Theory Nested_Multiset

(*  Title:       Nested Multisets
    Author:      Dmitriy Traytel <traytel at inf.ethz.ch>, 2016
    Author:      Jasmin Blanchette <jasmin.blanchette at inria.fr>, 2016
    Maintainer:  Dmitriy Traytel <traytel at inf.ethz.ch>
*)

section ‹Nested Multisets›

theory Nested_Multiset
imports "HOL-Library.Multiset_Order"
begin

declare multiset.map_comp [simp]
declare multiset.map_cong [cong]


subsection ‹Type Definition›

datatype 'a nmultiset =
  Elem 'a
| MSet "'a nmultiset multiset"

inductive no_elem :: "'a nmultiset ⇒ bool" where
  "(⋀X. X ∈# M ⟹ no_elem X) ⟹ no_elem (MSet M)"

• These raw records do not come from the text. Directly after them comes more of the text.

PR #1892, opened 2015-08-25
Fix link parsing in CM_Usertext_Markdown

alexispeter:
Incorrect link markdown causes errors à la `ErrorException: Noticed exception 'ErrorException' with message 'E_NOTICE: Undefined offset: 3'`
Caused by copy-paste error in _doAnchors_reference_callback() which called the wrong parent-method.

please review @tomaszdurka 
cc @njam


tomaszdurka:
Ok then.

PR #2119, opened 2016-04-11
Store user agent upon authentication

fauvel:


fauvel:
@alexispeter please review

alexispeter:
lgtm, though SK should probably be adjusted so we don't store it twice.

fauvel:
Will be done in https://github.com/cargomedia/sk/pull/3104

alexispeter:
alright then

inductive_set sub_nmset :: "('a nmultiset × 'a nmultiset) set" where
  "X ∈# M ⟹ (X, MSet M) ∈ sub_nmset"

lemma wf_sub_nmset[simp]: "wf sub_nmset"
proof (rule wfUNIVI)
  fix P :: "'a nmultiset ⇒ bool" and M :: "'a nmultiset"
  assume IH: "∀M. (∀N. (N, M) ∈ sub_nmset ⟶ P N) ⟶ P M"
  show "P M"
    by (induct M; rule IH[rule_format]) (auto simp: sub_nmset.simps)
qed

primrec depth_nmset :: "'a nmultiset ⇒ nat" (‹|_|›) where
  "|Elem a| = 0"
| "|MSet M| = (let X = set_mset (image_mset depth_nmset M) in if X = {} then 0 else Suc (Max X))"

lemma depth_nmset_MSet: "x ∈# M ⟹ |x| < |MSet M|"
  by (auto simp: less_Suc_eq_le)

declare depth_nmset.simps(2)[simp del]


subsection ‹Dershowitz and Manna's Nested Multiset Order›

text ‹The Dershowitz--Manna extension:›

definition less_multiset_ext⇩D⇩M :: "('a ⇒ 'a ⇒ bool) ⇒ 'a multiset ⇒ 'a multiset ⇒ bool" where
  "less_multiset_ext⇩D⇩M R M N ⟷
   (∃X Y. X ≠ {#} ∧ X ⊆# N ∧ M = (N - X) + Y ∧ (∀k. k ∈# Y ⟶ (∃a. a ∈# X ∧ R k a)))"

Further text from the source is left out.